# Lawnmower- Handle Broke



## sweaty (Jul 18, 2008)

The metal on my handlebar just ripped right through. It is a Craftsman model# 917.387620, serial# 030802M 035060. Getting a new part is probably more than the mower is worth. How do I find a part that fit fit on?


----------



## Chemist1961 (Dec 13, 2008)

If it's a simple handle with no controls you may abe able to brace it with a piece of pipe, slighty larger diameter for short term, but if you're going to keep it there should be a few mower shops around with plenty of scrapped parts...


----------



## Ron6519 (Mar 28, 2007)

sweaty said:


> The metal on my handlebar just ripped right through. It is a Craftsman model# 917.387620, serial# 030802M 035060. Getting a new part is probably more than the mower is worth. How do I find a part that fit fit on?
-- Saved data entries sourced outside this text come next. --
PR #3308, opened 2024-06-25
[Cata] Enhancements and bug fixes for Feral Druid damage calculations, pending actions and performance

SergioRt1:
#### Damage Calculations:
* Corrected the Bite DPE calculation.
* Fixed the Rip tick damage calculation.
* Used in both in `calc_rip_end_thresh`
#### Function Fixes:
* Fix calc_rip_refresh_time, I leave a comment regarding the reaction time, the calculations are now correct.
* Big bug fix in `sorted_actions`: Previously, future pending actions were ordered based on refresh times, with non-pending actions defaulting to a time of 0. This caused non-pending actions to be prioritized incorrectly, so it identified it as if there were no pending actions ever. Now, bearweaving waits correctly for bleeds that are about to fall off.

#### Other Fixes:
* Fix some auras

#### Performance Improvements:
Optimized function calls by minimizing redundant calls. For instance, `pending_actions` was being called up to 15 times in a single execution. By storing the result of this function in a variable, calls are reduced to just one per execution.

### DIFF
--- a/Cataclysm/Druid.lua
+++ b/Cataclysm/Druid.lua
@@ -60,18 +60,35 @@ local function rage_amount()
 
 end
 
-local function calculate_damage( coefficient, flatdmg, weaponBased, attackPowerFlag, masteryFlag, armorFlag, critChanceMult )
+-- Generic function to calculate the total damage for an ability
+-- Parameters:
+-- flatdmg: The base damage or pre-calculated damage of the ability with AP/WeaponDPS
+-- coefficient: The scaling coefficient for the damage source, if AP is already calculated use 0 to avoid double counting
+-- weaponBased: Boolean indicating if the damage is based on weapon DPS, if false it is based on attack power
+-- masteryFlag: Boolean indicating if mastery affects the ability, for feral only apply for bleed damage
+-- armorFlag: Boolean indicating if armor reduction should be applied. Armor reduces physical damage
+-- talentAndBuffModifiers: Combined modifiers from talents and buffs
+-- critChanceMult: Extra multiplier for critical chance, use nil as default
+-- Returns: The total damage after applying all modifiers
+local function calculate_damage(flatdmg, coefficient, weaponBased, masteryFlag, armorFlag, talentAndBuffModifiers, critChanceMult)
     local feralAura = 1
-    local razorClawsMultiplier = state.talent.mangle.enabled --Use MasterySpell(Mangle) as trigger, since razorClaws is neither talent nor ability?
-    local boss_armor = 10643*(1-0.2*(state.debuff.major_armor_reduction.up and 1 or 0))*(1-0.2*(state.debuff.shattering_throw.up and 1 or 0))
+    local armor = 1
+    local mastery = 1
+
+    if armorFlag then
+        local boss_armor = 10643 * (1 - 0.2*(state.debuff.major_armor_reduction.up and 1 or 0)) * (1 - 0.2 * (state.debuff.shattering_throw.up and 1 or 0))
     local armor_coeff = (1 - boss_armor/15232.5) -- no more armor_pen
     local armor = armorFlag and armor_coeff or 1
-    local crit = min( ( 1 + state.stat.crit * 0.01 * ( critChanceMult or 1 ) ), 2 )
-    --local vers = 1 + state.stat.versatility_atk_mod
-    local mastery = masteryFlag and razorClawsMultiplier and ( 1.25 + state.stat.mastery_value * 0.03125 ) or 1
+    end
+    if masteryFlag then
+        mastery = state.talent.mangle.enabled and (1.25 + state.stat.mastery_value * 0.03125) or 1 -- razorClawsMultiplier
+    end
+
+    local crit = math.min((1 + state.stat.crit*0.01*(critChanceMult or 1)), 2)
     local tf = state.buff.tigers_fury.up and class.auras.tigers_fury.multiplier or 1
-    local damageSourceMulti = (weaponBased and state.stat.weapon_dps) or (attackPowerFlag and state.stat.attack_power) or 1
-    return (coefficient * damageSourceMulti + flatdmg) * crit * mastery * feralAura * armor * tf
+    local sourceDamageValue = (weaponBased and state.stat.weapon_dps) or state.stat.attack_power
+
+    return (flatdmg + coefficient*sourceDamageValue) * crit * mastery * feralAura * armor * tf * talentAndBuffModifiers
 end
 
 -- Force reset when Combo Points change, even if recommendations are in progress.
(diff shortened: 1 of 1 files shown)


Cataclysm/Druid.lua
```diff
@@ -549,9 +577,12 @@ spec:RegisterStateExpr("rip_refresh_time", function()
     return calc_rip_refresh_time
 end)
 
+--- Return the time at which Rip should be refreshed.
 spec:RegisterStateExpr("calc_rip_refresh_time", function()
+    local reaction_time = latency -- TODO: This appears to always be 0.1, a very low value, in order to clip the rip with TF the addon has a 0.2s window to perform this query before TF drops and then the user must react in the remaining time.
```
SergioRt1, line 582: Is `latency` supposed to be the reaction time of the user?

Cataclysm/Druid.lua
```diff
@@ -752,7 +781,7 @@ spec:RegisterStateExpr("clip_roar", function()
     
     -- Calculate when roar would end if casted now
     -- Calculate roar duration since aura.savage_roar.duration gives wrong values
```
SergioRt1, line 783: Not sure why, but the `aura.savage_roar.duration` gives wrong values, regardless of `combo_points.current`, it returns 22

Cataclysm/Druid.lua
```diff
@@ -648,8 +682,8 @@ end)
 
 
 spec:RegisterStateExpr("calc_rake_dpe", function()
-    local rake_dpe = action.rake.damage + action.rake.tick_damage*(math.floor(min(aura.rake.duration,ttd)/aura.rake.tick_time))/action.rake.cost
-    return rake_dpe
+    local rake_dpe = action.rake.damage + action.rake.tick_damage*(math.floor(min(aura.rake.duration,ttd)/aura.rake.tick_time))
```
Supernuss: dpe = damage per energy

If you dont divide by energy then its just damage. Doesnt make sense to split this up while keeping the name

Cataclysm/Druid.lua
```diff
@@ -662,39 +696,34 @@ spec:RegisterStateExpr("calc_bite_dpe", function()
...
 
-    bite_damage = bite_damage * (1 + excess_energy/25)
-    bite_damage = bite_damage * (1 + talent.feral_aggression.rank * 0.05)
-    
-    Hekili:Debug("bite_damage final (%.2f), excess_energy (%d)", bite_damage, excess_energy)
+    bite_damage = calculate_damage(bite_damage, 0, false, false, true, damage_multiplier, bonus_crit) 
+    Hekili:Debug("bite_damage (%.2f), excess_energy (%d)", bite_damage, excess_energy)
 
-    local bite_dpe = bite_damage / (base_cost + excess_energy)
+    local bite_dpe = bite_damage / (base_cost + excess_energy) -- TODO: check if this should include excess energy
```
Supernuss, line 712: yes it should - cause we're calculating the damage using the excess energy and we also spend that energy. So omitting it in the dpe calc would falsen the result

Cataclysm/Druid.lua
```diff
@@ -662,39 +696,34 @@ spec:RegisterStateExpr("calc_bite_dpe", function()
...
 
     return bite_dpe
 end)
 
-spec:RegisterStateExpr("calc_rip_tick_damage", function()
+spec:RegisterStateExpr("calc_rip_tick_damage", function() -- TODO move this to an action?
```
Supernuss, line 717: what do you mean with "to an action"?

Cataclysm/Druid.lua
SergioRt1: You're right, the name is confusing in this way, the objective of the change is to correctly divide the value, the division is done before the addition so, the division only applied to tick damage and not to the initial damage, i.e. initial damage + tick DPE, this inflates the DPE a lot.
I can change the name np

Cataclysm/Druid.lua
SergioRt1: Yes, I think the same, my doubt arises from the fact that WoWSims does not include it or I didn't see it 🤔

Cataclysm/Druid.lua
SergioRt1: Most properties associated with a skill have an _aura_ and _action_, these function as an object to encapsulate the behavior of the statistics or use the skill, it is not normal to have separate functions to calculate damage, maybe we can be move this to an `action.rip.tick-damage`

Cataclysm/Druid.lua
Supernuss: I think my original implementation was right, we only spend more than 25 energy if we have the glyph active. It only consumed 25 more, so between 25 and 50 with glyph - but without its always fixed 25.

Thats why the sim is only calculating with 25 all the time:
grafik

Also matches the spend resource (-restored energy due to misses) in this sim result:
grafik

Supernuss: so we should keep "+ excess energy" but it can only greater than 0 with the glyph active

Cataclysm/Druid.lua
Supernuss: yeah, its used as a reaction time

Cataclysm/Druid.lua
Supernuss: works for me:
grafik
grafik

Did you try dumping the value using `/dump Hekili.State.aura.savage_roar.duration` cause it would show you the calced duration after your last recommended action (and probably a CP spender):
grafik

Cataclysm/Druid.lua
Supernuss: thats what you ment, yes I know this concept^^
I just did it like that for making it easier to compare to the wowsim implementation - I was just confused, because you said "an action" instead of "the action" (referring to rip-action) :D

Cataclysm/Druid.lua
SergioRt1: It seems the problem is not only with Savage Roar, but I do see a lot of inconsistency in the state variables, especially with 5 and 0 combo points. I have been investigating how combo points are calculated and I still don't fully understand it, nor do I see a bug. I know the WoW API is called every cycle, and it is stored as one of the resources and the update is forced when the combo points change. I think it's worth looking into it, maybe for another PR.

Macro:
```
/run print("CP from wow: "..GetComboPoints( "player", "target" ))
/dump Hekili.State.aura.savage_roar.duration
/dump Hekili.State.combo_points.current
```
image

PS: I noticed it because I was testing the roar clip, and it wasn't happening when it should. I took several snapshots and noticed that the duration values were not consistent with what I saw in the game.

Cataclysm/Druid.lua
SergioRt1: I could be wrong, but there isn't a glyph that alters the energy consumption of _Ferocious Bite_ in Cataclysm. The glyph allows you to heal for 1%. I don't use the glyph in the game, and it consumes from 25 to 50 energy if there's enough available.

image
[glyph WoWHead](https://www.wowhead.com/cata/spell=67598/glyph-of-ferocious-bite)

image
[Ferocious Bite WoWHead](https://www.wowhead.com/cata/spell=22568/ferocious-bite)

Cataclysm/Druid.lua
Hekili: You don't know that you have a sane, fresh addon state when you dump values from `Hekili.State` in chat.  In fact, you almost certainly will never get a fresh state that way.  The addon resets and then starts manipulating it based on its predictions and next steps.

You can `/run Hekili.State.reset()` at the start of the same macro to force a fresh state.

Look on Craig's List, maybe you'll get lucky. Try looking under Free Stuff also.
Ron


----------



## ratherbefishin' (Jun 16, 2007)

You don't say exactly what handle part is broken. Go to www.searspartsdirect.com and put in your model # to see the diagram and parts list. Replacement parts for these mowers aren't expensive. One of mine is a very similar model with a 6hp Briggs, still going strong after 12 years.


----------